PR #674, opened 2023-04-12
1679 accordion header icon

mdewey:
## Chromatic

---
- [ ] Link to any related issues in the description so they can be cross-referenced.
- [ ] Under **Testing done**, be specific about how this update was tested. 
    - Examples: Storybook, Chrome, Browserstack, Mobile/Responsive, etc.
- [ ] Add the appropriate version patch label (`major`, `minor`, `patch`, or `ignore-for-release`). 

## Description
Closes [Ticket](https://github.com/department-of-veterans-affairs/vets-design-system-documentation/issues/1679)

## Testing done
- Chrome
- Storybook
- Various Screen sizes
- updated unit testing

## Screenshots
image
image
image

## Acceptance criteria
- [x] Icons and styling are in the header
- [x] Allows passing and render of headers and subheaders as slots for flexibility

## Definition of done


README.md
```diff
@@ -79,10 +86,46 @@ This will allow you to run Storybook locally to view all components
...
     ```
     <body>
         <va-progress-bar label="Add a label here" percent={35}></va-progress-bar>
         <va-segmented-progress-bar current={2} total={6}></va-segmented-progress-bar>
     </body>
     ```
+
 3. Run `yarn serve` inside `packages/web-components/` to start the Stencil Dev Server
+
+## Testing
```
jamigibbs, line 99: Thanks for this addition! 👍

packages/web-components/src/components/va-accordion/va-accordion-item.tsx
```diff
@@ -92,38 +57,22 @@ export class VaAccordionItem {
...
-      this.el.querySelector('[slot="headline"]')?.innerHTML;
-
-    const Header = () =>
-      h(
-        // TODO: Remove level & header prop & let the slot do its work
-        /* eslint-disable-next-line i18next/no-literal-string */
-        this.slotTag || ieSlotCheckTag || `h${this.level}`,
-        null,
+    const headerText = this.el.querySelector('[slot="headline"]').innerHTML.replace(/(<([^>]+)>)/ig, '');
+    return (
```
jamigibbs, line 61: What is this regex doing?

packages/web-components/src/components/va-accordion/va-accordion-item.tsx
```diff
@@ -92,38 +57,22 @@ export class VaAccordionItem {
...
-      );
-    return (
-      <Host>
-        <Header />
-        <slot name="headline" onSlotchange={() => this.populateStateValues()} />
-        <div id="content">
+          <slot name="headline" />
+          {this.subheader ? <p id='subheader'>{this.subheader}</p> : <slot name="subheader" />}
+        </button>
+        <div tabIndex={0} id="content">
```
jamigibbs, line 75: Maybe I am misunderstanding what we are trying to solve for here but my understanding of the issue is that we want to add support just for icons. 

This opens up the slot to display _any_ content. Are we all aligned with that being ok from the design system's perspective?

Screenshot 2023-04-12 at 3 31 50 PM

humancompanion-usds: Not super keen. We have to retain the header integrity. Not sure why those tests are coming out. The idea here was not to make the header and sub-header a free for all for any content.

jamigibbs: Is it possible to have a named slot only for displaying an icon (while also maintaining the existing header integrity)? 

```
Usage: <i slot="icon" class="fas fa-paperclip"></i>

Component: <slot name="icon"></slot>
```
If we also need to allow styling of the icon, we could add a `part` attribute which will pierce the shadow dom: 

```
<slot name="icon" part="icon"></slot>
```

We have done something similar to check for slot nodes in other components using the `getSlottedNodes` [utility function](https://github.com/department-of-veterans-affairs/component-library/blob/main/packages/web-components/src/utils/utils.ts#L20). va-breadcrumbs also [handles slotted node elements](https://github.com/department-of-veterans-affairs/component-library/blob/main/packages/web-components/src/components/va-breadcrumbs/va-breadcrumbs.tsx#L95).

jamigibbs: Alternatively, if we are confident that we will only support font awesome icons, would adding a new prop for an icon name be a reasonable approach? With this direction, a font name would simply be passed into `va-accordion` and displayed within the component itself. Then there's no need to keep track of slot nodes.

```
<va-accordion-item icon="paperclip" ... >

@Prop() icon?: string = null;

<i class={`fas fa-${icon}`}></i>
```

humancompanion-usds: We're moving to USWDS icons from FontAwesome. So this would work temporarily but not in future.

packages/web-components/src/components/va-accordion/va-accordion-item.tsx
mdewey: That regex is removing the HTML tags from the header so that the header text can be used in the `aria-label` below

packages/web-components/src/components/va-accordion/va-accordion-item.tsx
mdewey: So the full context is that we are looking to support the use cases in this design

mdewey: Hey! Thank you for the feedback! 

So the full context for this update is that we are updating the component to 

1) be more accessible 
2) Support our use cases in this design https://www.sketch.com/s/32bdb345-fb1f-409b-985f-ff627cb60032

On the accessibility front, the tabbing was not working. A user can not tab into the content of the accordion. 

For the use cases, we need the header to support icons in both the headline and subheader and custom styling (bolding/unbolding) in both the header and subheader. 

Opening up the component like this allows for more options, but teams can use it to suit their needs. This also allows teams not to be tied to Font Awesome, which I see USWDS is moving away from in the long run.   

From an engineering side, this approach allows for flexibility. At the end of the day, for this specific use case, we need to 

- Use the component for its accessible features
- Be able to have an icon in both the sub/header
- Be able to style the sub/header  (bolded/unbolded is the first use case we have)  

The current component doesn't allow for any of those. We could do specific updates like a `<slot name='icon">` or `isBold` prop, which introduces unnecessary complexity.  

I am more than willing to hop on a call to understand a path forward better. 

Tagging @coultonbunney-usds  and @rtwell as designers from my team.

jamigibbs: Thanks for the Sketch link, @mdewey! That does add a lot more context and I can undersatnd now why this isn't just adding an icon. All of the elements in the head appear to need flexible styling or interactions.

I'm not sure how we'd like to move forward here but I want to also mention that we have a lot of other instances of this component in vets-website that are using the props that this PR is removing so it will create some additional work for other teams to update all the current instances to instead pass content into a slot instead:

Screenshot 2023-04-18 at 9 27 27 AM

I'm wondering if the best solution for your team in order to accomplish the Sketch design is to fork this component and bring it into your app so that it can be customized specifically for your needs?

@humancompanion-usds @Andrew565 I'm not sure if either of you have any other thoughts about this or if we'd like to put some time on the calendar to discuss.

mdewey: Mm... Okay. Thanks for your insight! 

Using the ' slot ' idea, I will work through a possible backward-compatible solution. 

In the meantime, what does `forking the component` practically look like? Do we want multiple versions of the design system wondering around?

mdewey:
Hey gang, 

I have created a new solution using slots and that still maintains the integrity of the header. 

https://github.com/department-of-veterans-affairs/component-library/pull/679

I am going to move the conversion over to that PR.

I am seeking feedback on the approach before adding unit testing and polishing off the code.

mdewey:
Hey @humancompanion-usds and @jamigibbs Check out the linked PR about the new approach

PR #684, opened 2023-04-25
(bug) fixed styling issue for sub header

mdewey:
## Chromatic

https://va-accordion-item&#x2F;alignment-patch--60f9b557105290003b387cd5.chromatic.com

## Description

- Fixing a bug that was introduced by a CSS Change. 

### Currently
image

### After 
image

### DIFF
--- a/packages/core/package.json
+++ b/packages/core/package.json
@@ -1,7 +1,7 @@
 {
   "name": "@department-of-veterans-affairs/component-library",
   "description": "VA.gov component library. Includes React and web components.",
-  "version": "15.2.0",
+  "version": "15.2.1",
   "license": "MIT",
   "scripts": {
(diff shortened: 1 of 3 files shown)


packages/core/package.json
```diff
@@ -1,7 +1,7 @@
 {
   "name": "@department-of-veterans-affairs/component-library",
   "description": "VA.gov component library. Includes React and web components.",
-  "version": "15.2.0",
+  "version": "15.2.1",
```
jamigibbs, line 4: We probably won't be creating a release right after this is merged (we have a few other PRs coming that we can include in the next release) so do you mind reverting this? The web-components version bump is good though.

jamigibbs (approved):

+-------+

PROBLEM DESCRIPTION
Wherever the word "issues" appears in the data, return the whole line.

EXERCISE RESULT
- [ ] Link to any related issues in the description so they can be cross-referenced.
Closes [Ticket](https://github.com/department-of-veterans-affairs/vets-design-system-documentation/issues/1679)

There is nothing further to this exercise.